September 21st, 2003, 12:15 AM
noob CGI scripting question
Hello, everyone. I am a newbie to Python, and I'm trying to create a login page for users of a CGI/MySQL-based web application.
Basically, I have made a login screen that accepts a username and password. Python goes through all screen names and passwords in my database and checks to see if the entered username/password combo works anywhere. If so, It's supposed to link to a config page for the user, where the user who signed in gets to edit his account configuration, which will be controlled by config.py.

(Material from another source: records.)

PR #2306, opened 2022-08-12
BB-264 handle suspended versioning

jbertran:
Status:

- [x] manual tests for normal, suspended and non versioned replication with OOB
- [x] Release Arsenal & update version

Arsenal Changes: https://github.com/scality/Arsenal/pull/2033

Changes: 
- In OOB we avoid creating a version object by specifying the correct params for the MongoClient's `putObject` function
- In replication, allow replication of null versions (versioning suspended master keys)
- In replication, avoid creating a version object when updating the replication status of the versioning suspended object

### DIFF
--- a/extensions/ingestion/IngestionQueuePopulator.js
+++ b/extensions/ingestion/IngestionQueuePopulator.js
@@ -135,7 +135,10 @@ class IngestionQueuePopulator extends QueuePopulatorExtension {
         const isMaster = isMasterKey(entry.getObjectVersionedKey());
         // single null entries will have a version id as undefined or null.
         // do not filter single null entries
-        if (isMaster && entry.getVersionId() !== undefined) {
+        // Versioning suspended entries will have a version id but also a isNull tag.
+        // These master keys are considered a version and do not have a duplicate version,
+        // we also don't filter this type of entry.
+        if (isMaster && entry.getVersionId() !== undefined && !entry.getIsNull()) {
             this.log.trace('skipping master key entry');
             return true;
         }
--- a/extensions/mongoProcessor/MongoQueueProcessor.js
+++ b/extensions/mongoProcessor/MongoQueueProcessor.js
@@ -200,7 +200,10 @@ class MongoQueueProcessor {
         const bucket = entry.getBucket();
         const key = entry.getObjectKey();
         const params = {};
-        if (entry.getVersionId()) {
+        // master keys with a 'null' version id comming from
+        // a versioning suspended bucket are considered a version
+        // we should not specify the version id in this case
+        if (entry.getVersionId() && !entry.getIsNull()) {
             params.versionId = entry.getVersionId();
         }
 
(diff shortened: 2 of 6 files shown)


extensions/replication/utils/utils.js
```diff
@@ -0,0 +1,17 @@
+const { encode } = require('arsenal').versioning.VersionID;
+const ObjectMD = require('arsenal').models.ObjectMD;
+
+function getVersionIdForReplication(sourceEntry, encoding = false) {
+    const nullCheckFn = sourceEntry instanceof ObjectMD ? entry => entry.getIsNull() : entry => entry.isNull;
+    const getVIDFn = sourceEntry instanceof ObjectMD ? entry => entry.getVersionId() : entry => entry.versionId;
```
francoisferrand: what other type can it be?
it would be better to just add the `getIsNull()` and `getVersionId()` methods in that type...

francoisferrand: Also, this replaces calls to `getEncodedVersionId()`, which is implemented in some (or all?) the types....

*To be confirmed*, but it looks to me like this logic should actually be in the getEncodedVersionId() function [from arsenal ObjectMD)?

(in backbeat at least, it is called only for replication and in a few BackbeatAPI calls : where i guess we probably want to pass `null` when needed as well...)

extensions/mongoProcessor/MongoQueueProcessor.js
```diff
@@ -273,8 +273,13 @@ class MongoQueueProcessor {
...
         // as its dataStoreVersionId
-        const dataStoreVersionId = entry.getVersionId() ?
-            entry.getEncodedVersionId() : 'null';
+
+        let dataStoreVersionId;
+        if (entry.getIsNull() || (! entry.getVersionId())) {
+            dataStoreVersionId = 'null';
+        } else {
+            dataStoreVersionId = entry.getEncodedVersionId();
+        }
```
francoisferrand: is this not yet another call to `utils.getVersionIdForReplication()` ?

extensions/replication/utils/utils.js
welansari: Indeed the changes can be simplified a lot just by updating `getEncodedVersionId()` to handle the versioning suspended case.

This is done in the following PR: https://github.com/scality/Arsenal/pull/2033

extensions/mongoProcessor/MongoQueueProcessor.js
welansari: Not needed anymore

francoisferrand (approved):

extensions/ingestion/IngestionQueuePopulator.js
```diff
@@ -135,7 +135,10 @@ class IngestionQueuePopulator extends QueuePopulatorExtension {
         const isMaster = isMasterKey(entry.getObjectVersionedKey());
         // single null entries will have a version id as undefined or null.
         // do not filter single null entries
-        if (isMaster && entry.getVersionId() !== undefined) {
+        // Versioning suspended entries will have a version id but also a isNull tag.
+        // These master keys are considered a version an do not have a duplicate version,
```
ghost: Nit
```suggestion
        // These master keys are considered a version and do not have a duplicate version,
```

package.json
```diff
@@ -43,7 +43,7 @@
   "homepage": "https://github.com/scality/backbeat#readme",
   "dependencies": {
     "JSONStream": "^1.3.5",
-    "arsenal": "git+https://github.com/scality/Arsenal#8.1.64",
+    "arsenal": "git+https://github.com/scality/Arsenal#bugfix/ARSN-278-handle-versioning-suspended-versionId",
```
ghost: Just a note so that we don't forget to use a proper tag before merging

ghost (approved):

PR #2748, opened 2026-06-04
feat(lifecycle): skip index creation on large collections and mass-expiration rules

delthas:
## Summary

Add two pre-flight heuristics to the conductor's index-creation path so we keep lifecycle on **v1 (full scan)** instead of paying the v2 build cost when it wouldn't pay off:

1. **Collection too big** — if `count > 10M` OR `storageSize > 10 GiB`, skip auto-creating v2 lifecycle indexes. The build's transient disk usage on a large existing collection can exceed 5–10× the final index size during the WiredTiger external-merge-sort phase — risky on tight deployments. Both thresholds are env-overridable via `LIFECYCLE_MAX_AUTO_INDEX_DOC_COUNT` and `LIFECYCLE_MAX_AUTO_INDEX_STORAGE_BYTES` (read in `lib/Config.js` `_setLifecycleConductorOptions`, exposed as `config.lifecycleConductorOptions`).

2. **Mass-expiration rule (Days=0)** — skip auto-creating indexes if any enabled lifecycle rule is a whole-bucket `Expiration` with **`Days=0`** and no prefix/tag filter:

   ```
   Expiration.Days === 0  AND  no rulePrefix  AND  no tags
   ```

   `Days=0` is the explicit **"empty this bucket"** signal now supported end-to-end (arsenal **ARSN-597**, backbeat **BB-791**, management API **PSVAPI-128**). A bucket about to be wiped shouldn't pay for a v2 index that would be churned before it pays for itself. It's an unambiguous customer signal — unlike `Days=1`, which is also the syntax legitimate short-retention buckets (logs, etc.) use.

## Notes

- Rule helpers operate on the **MongoDB internal lifecycle format** (lowercase `ruleStatus`, `actions[]`, `filter.rulePrefix`) — distinct from the AWS S3 format that `util/rules.js` / `RulesReducer.js` consume. Precedent: `LifecycleOplogPopulatorUtils.isBucketExtensionEnabled`.
- One mass-expiration rule (no filter) is enough (`any`, not `every`); disabled rules don't contribute.
- The verdict is precomputed once per bucket in `listMongodbBuckets` and plumbed via `task.hasMassExpirationRule`.
- The collection-size check reuses the `collStats` fetch BB-753 already performs — no extra round trip.
- Both guards complement (do not replace) the BB-753 free-disk check and the BB-778 SosAPI check. Buckets that already have the v2 indexes continue to use v2 regardless.
- Two new metric tags on `LifecycleMetrics.onLegacyTask`: `'collectionTooBig'` and `'massExpirationRule'`.

Rebased onto `development/9.5`.

Issue: BB-779

### DIFF
--- a/extensions/lifecycle/conductor/LifecycleConductor.js
+++ b/extensions/lifecycle/conductor/LifecycleConductor.js
@@ -11,6 +11,7 @@ const BucketClient = require('bucketclient').RESTClient;
 const MongoClient = require('arsenal').storage
     .metadata.mongoclient.MongoClientInterface;
 
+const config = require('../../../lib/Config');
 const BackbeatProducer = require('../../../lib/BackbeatProducer');
 const BackbeatTask = require('../../../lib/tasks/BackbeatTask');
 const ZookeeperManager = require('../../../lib/clients/ZookeeperManager');
@@ -25,6 +26,7 @@ const {
 } = require('../../../lib/constants');
 
 const { LifecycleMetrics } = require('../LifecycleMetrics');
+const { hasMassExpirationRule } = require('../util/mongoRules');
 const { BreakerState, CircuitBreaker } = require('breakbeat').CircuitBreaker;
 const {
     startCircuitBreakerMetricsExport,
@@ -277,6 +279,12 @@ class LifecycleConductor {
                 return cb(null, lifecycleTaskVersions.v1);
             }
 
+            if (task.hasMassExpirationRule) {
+                log.trace('skipping index creation: bucket has a mass-expiration rule');
+                LifecycleMetrics.onLegacyTask(log, 'massExpirationRule');
+                return cb(null, lifecycleTaskVersions.v1);
+            }
+
             if (!this.lcConfig.autoCreateIndexes) {
                 log.trace('skipping index creation: auto creation of indexes disabled');
                 LifecycleMetrics.onLegacyTask(log, 'noIndex');
@@ -328,6 +336,22 @@ class LifecycleConductor {
                         threshold: 3 * idIndexSize,
                     });
                     LifecycleMetrics.onLegacyTask(log, 'insufficientDiskSpace');
+                    return cb(null, lifecycleTaskVersions.v1);
+                }
+
+                const { maxAutoIndexDocCount, maxAutoIndexStorageBytes } =
+                    config.lifecycleConductorOptions;
+                const docCount = results.collStats.count || 0;
+                const storageSize = results.collStats.storageSize || 0;
+                if (docCount > maxAutoIndexDocCount || storageSize > maxAutoIndexStorageBytes) {
+                    log.warn('skipping index creation: collection too large', {
+                        bucket: task.bucketName,
+                        docCount,
+                        storageSize,
+                        maxDocCount: maxAutoIndexDocCount,
+                        maxStorageBytes: maxAutoIndexStorageBytes,
+                    });
+                    LifecycleMetrics.onLegacyTask(log, 'collectionTooBig');
                     return cb(null, lifecycleTaskVersions.v1);
                 }
 
@@ -893,6 +917,8 @@ class LifecycleConductor {
                                         canonicalId: doc.value.owner,
                                         isLifecycled: !!doc.value.lifecycleConfiguration,
                                         hasSosApi: !!doc.value.capabilities?.VeeamSOSApi,
+                                        hasMassExpirationRule: hasMassExpirationRule(
+                                            doc.value.lifecycleConfiguration?.rules),
                                     });
                                     nEnqueued += 1;
                                     lastSentId = doc._id;
--- a/extensions/lifecycle/util/mongoRules.js
+++ b/extensions/lifecycle/util/mongoRules.js
@@ -1,0 +1,28 @@
+'use strict';
+
+// Operates on the MongoDB internal lifecycle format (lowercase ruleStatus,
+// actions[], filter.rulePrefix) — NOT the AWS S3 format used by util/rules.js.
+
+// A whole-bucket Expiration with days=0 is the explicit "empty this bucket"
+// signal: treat it as mass-expiration so the conductor keeps lifecycle on v1.
+function isMassExpirationRule(rule) {
+    if (!rule || rule.ruleStatus !== 'Enabled') {
+        return false;
+    }
+    if (rule.filter && (rule.filter.rulePrefix
+            || (rule.filter.tags && rule.filter.tags.length > 0))) {
+        return false;
+    }
+    return (rule.actions || []).some(action => action
+        && action.actionName === 'Expiration'
+        && action.days === 0);
+}
+
+function hasMassExpirationRule(rules) {
+    return (rules || []).some(r => isMassExpirationRule(r));
+}
+
+module.exports = {
+    isMassExpirationRule,
+    hasMassExpirationRule,
+};
--- a/lib/Config.js
+++ b/lib/Config.js
@@ -180,6 +180,19 @@ class Config extends EventEmitter {
         this.transientLocations = {};
 
         this._setTimeOptions();
+        this._setLifecycleConductorOptions();
+    }
+
+    _setLifecycleConductorOptions() {
+        const maxAutoIndexDocCount =
+            Number.parseInt(process.env.LIFECYCLE_MAX_AUTO_INDEX_DOC_COUNT, 10) || 10000000;
+        const maxAutoIndexStorageBytes =
+            Number.parseInt(process.env.LIFECYCLE_MAX_AUTO_INDEX_STORAGE_BYTES, 10)
+            || 10 * 1024 * 1024 * 1024;
+        this.lifecycleConductorOptions = {
+            maxAutoIndexDocCount,
+            maxAutoIndexStorageBytes,
+        };
     }
 
     _setTimeOptions() {
--- a/package.json
+++ b/package.json
@@ -1,6 +1,6 @@
 {
   "name": "backbeat",
-  "version": "9.5.0-preview.2",
+  "version": "9.5.0-preview.3",
   "description": "Asynchronous queue and job manager",
   "main": "index.js",
   "scripts": {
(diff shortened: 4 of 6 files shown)


extensions/lifecycle/util/mongoRules.js
```diff
@@ -0,0 +1,40 @@
...
+        if (action.days !== undefined && action.days <= 1) {
+            return true;
+        }
+        return false;
+    });
+}
+
+function allRulesAreMassExpiration(rules, currentDate = new Date()) {
+    return (rules || [])
+        .filter(r => r && r.ruleStatus === 'Enabled')
```
DarkIsDude: this is already checked inside the `isMassExpirationRule` ?

DarkIsDude (approved):

extensions/lifecycle/util/mongoRules.js
delthas: Good catch — addressed by dropping the filter entirely. `isMassExpirationRule` is now `ruleAllowsIndexSkip`, which returns `true` for disabled (and absent) rules, so `allRulesAreMassExpiration` is just `(rules || []).every(ruleAllowsIndexSkip)` — `.every()` ignores disabled rules without a separate `ruleStatus === 'Enabled'` pre-filter. No more duplicated check.

extensions/lifecycle/util/mongoRules.js
```diff
@@ -0,0 +1,38 @@
...
+    }
+    // Allow a day of slack: a rule expiring within ~1 day still clears the
+    // whole collection, same as Days <= 1.
+    const dateCutoff = currentDate.getTime() + 24 * 60 * 60 * 1000;
+    return (rule.actions || []).some(action => {
+        if (!action || action.actionName !== 'Expiration') {
+            return false;
+        }
+        if (action.date && new Date(action.date).getTime() <= dateCutoff) {
+            return true;
```
francoisferrand: that is not correct:
- setting a date "10 years ago" will not remove a lot
- esp. once the "mass deletion" has been done, the rule deprecates...but will still prevent creating an index

→ this condition would be something like `new Date(action.date).getTime() >= currentDate.getTime() - 24 * 60 * 60 * 1000`

extensions/lifecycle/util/mongoRules.js
```diff
@@ -0,0 +1,38 @@
...
+        }
+        if (action.days !== undefined && action.days <= 1) {
```
francoisferrand: `some` is not appropriate for this case: e.g. we often want to expire non-current versions "quickly", but not current versions... If we want to define an heuristic on _days_, should be when _all_ actions match.

extensions/lifecycle/util/mongoRules.js
```diff
@@ -0,0 +1,38 @@
...
+    if (!rule || rule.ruleStatus !== 'Enabled') {
+        return true;
+    }
+    if (rule.filter && (rule.filter.rulePrefix
+            || (rule.filter.tags && rule.filter.tags.length > 0))) {
+        return false;
+    }
+    // Allow a day of slack: a rule expiring within ~1 day still clears the
+    // whole collection, same as Days <= 1.
+    const dateCutoff = currentDate.getTime() + 24 * 60 * 60 * 1000;
```
francoisferrand: this 24h should be another constant

extensions/lifecycle/conductor/LifecycleConductor.js
```diff
@@ -35,6 +36,8 @@ const DEFAULT_CONCURRENCY = 10;
 const BUCKET_CHECKPOINT_PUSH_NUMBER = 50;
 const BUCKET_CHECKPOINT_PUSH_NUMBER_BUCKETD = 50;
 const ACCOUNT_SPLITTER = ':';
+const MAX_AUTO_INDEX_DOC_COUNT = 1000000;
+const MAX_AUTO_INDEX_STORAGE_BYTES = 1024 * 1024 * 1024;
```
francoisferrand: I wonder if we should make these "customizable" (i.e. try read from env) ?
i.e. could we have case where we want/need to override the heuristic threshold, at some customer?

(it seems we would only skip v1, max-expire objects, then create index : so not really needed, but I wonder if there could be corner cases...)

extensions/lifecycle/util/mongoRules.js
```diff
@@ -0,0 +1,38 @@
+'use strict';
+
+// Operates on the MongoDB internal lifecycle format (lowercase ruleStatus,
+// actions[], filter.rulePrefix) — NOT the AWS S3 format used by util/rules.js.
+
+function ruleAllowsIndexSkip(rule, currentDate = new Date()) {
```
francoisferrand: function name is not clear...
not sure I like `allRulesAreMassExpiration`, but at least it is clear → ruleIsMassExpiration ?

extensions/lifecycle/util/mongoRules.js
```diff
@@ -0,0 +1,38 @@
...
+        }
+        if (action.days !== undefined && action.days <= 1) {
+            return true;
+        }
+        return false;
+    });
+}
+
+function allRulesAreMassExpiration(rules, currentDate = new Date()) {
+    return (rules || []).every(r => ruleAllowsIndexSkip(r, currentDate));
```
francoisferrand: should it not be "any" ?
as long as we have 1 mass-expiration, everything will expire and index is not used... (for now, i.e. until the max expiration has been done)

extensions/lifecycle/conductor/LifecycleConductor.js
```diff
@@ -35,6 +36,8 @@ const DEFAULT_CONCURRENCY = 10;
 const BUCKET_CHECKPOINT_PUSH_NUMBER = 50;
 const BUCKET_CHECKPOINT_PUSH_NUMBER_BUCKETD = 50;
 const ACCOUNT_SPLITTER = ':';
+const MAX_AUTO_INDEX_DOC_COUNT = 1000000;
```
francoisferrand: is 1'000'000 that many documents?
That would be about 1GB of total metadata usage, is it really a high-enough threshold?

(same for index: is 1GB of index really the turning point)

extensions/lifecycle/util/mongoRules.js
francoisferrand: is `days` a good criteria for mass-expiration?
- Some use-case may rely on (lots of) short-lived data, and thus use these even though they could benefit form index (lots of data created in the day)
- What we really need is one "pattern" we can document to expire the whole bucket: this is the one that really needs to be detected. Others are probably corner cases, and handled by index failure handling/...

francoisferrand (commented):
not sure if this should land in 9.4 or 9.5, let's confirm this with product team

extensions/lifecycle/util/mongoRules.js
delthas: Addressed via heuristic redesign in 09df4aa6. New rule fires only on `Expiration.Date > now()` with no filter — dropped both the past-date and the days legs. Old past dates no longer trigger the skip. Discussed offline.

extensions/lifecycle/util/mongoRules.js
delthas: Moot after 09df4aa6 — the `days`-based path is gone, so the some/every choice within a rule's actions no longer affects current-version Expiration.

extensions/lifecycle/util/mongoRules.js
delthas: Moot after 09df4aa6 — the 24h slack window is gone (heuristic is now strict `date > now()`, no slack).

extensions/lifecycle/conductor/LifecycleConductor.js
delthas: Done in b63010c8 — both thresholds now read from env overrides (`LIFECYCLE_MAX_AUTO_INDEX_DOC_COUNT`, `LIFECYCLE_MAX_AUTO_INDEX_STORAGE_BYTES`) with the constants as defaults.

extensions/lifecycle/util/mongoRules.js
delthas: Renamed in 09df4aa6: `ruleAllowsIndexSkip` → `isMassExpirationRule` and `allRulesAreMassExpiration` → `hasMassExpirationRule` (the wrapper now uses `any` semantics so `has...` fits better than `all...`).

extensions/lifecycle/util/mongoRules.js
delthas: Switched to `any` in 09df4aa6 (via the `hasMassExpirationRule` wrapper).

extensions/lifecycle/conductor/LifecycleConductor.js
delthas: Bumped in b63010c8 to 10M docs / 10 GiB. Also exposed both as env overrides (`LIFECYCLE_MAX_AUTO_INDEX_DOC_COUNT`, `LIFECYCLE_MAX_AUTO_INDEX_STORAGE_BYTES`) for further per-deployment tuning. The new values keep the worst-case index build comfortably inside a typical PVC while still falling back to v1 on truly large collections.

extensions/lifecycle/util/mongoRules.js
delthas: Dropped `days` entirely in 09df4aa6. The remaining detection requires the explicit "expire whole bucket" pattern: a future-dated `Expiration` action with no prefix and no tags. Logs-style buckets with `Days: 1` keep their indexes.

delthas:
Moved to 9.5, days=0

extensions/lifecycle/conductor/LifecycleConductor.js
```diff
@@ -331,6 +339,23 @@ class LifecycleConductor {
                     return cb(null, lifecycleTaskVersions.v1);
                 }
 
+                const { maxAutoIndexDocCount, maxAutoIndexStorageBytes } =
+                    config.lifecycleConductorOptions;
+                const docCount = results.collStats.count || 0;
+                const storageSize = results.collStats.storageSize || 0;
+                if (docCount > maxAutoIndexDocCount
+                        || storageSize > maxAutoIndexStorageBytes) {
```
francoisferrand: nit: fits on a single line

francoisferrand (approved):

extensions/lifecycle/conductor/LifecycleConductor.js
delthas: Done — joined onto one line.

MY problem is that I can't figure out a way to show config.py which user is logged in. I would think that there's some easy way to let my login.py communicate this information to config.py automatically, but I don't see how to do this. Here's my script for login.py, which gets its data from the form on login.html:
print "Content-Type: text/html"
form = cgi.FieldStorage()
db = MySQLdb.connect(host="localhost", user="root", passwd="", db="assignments")
cursor = db.cursor()
cursor.execute("SELECT * FROM users")
verify = cursor.fetchall()
for record in verify:
if form["username"].value == record:
if form["password"].value == record:
what shall I do?
print """Your password for the given user name is incorrect.
Please verify that you typed in the correct username and password.
If you have not signed up, please go back to the login page and sign up."""
September 21st, 2003, 07:08 AM
There's a number of ways to pass data from one page to another, the simplest being by - in this case, passing the username - data as part of the pathstring.. Take a look at this thread for more info on this..
Note: possibly not the best idea with usernames and passwords!
Alternativly you can set a cookie and read the username from that.. You could use hidden form fields on post data from one to another, but this really depends on a form based design (and definatly isnt my fav')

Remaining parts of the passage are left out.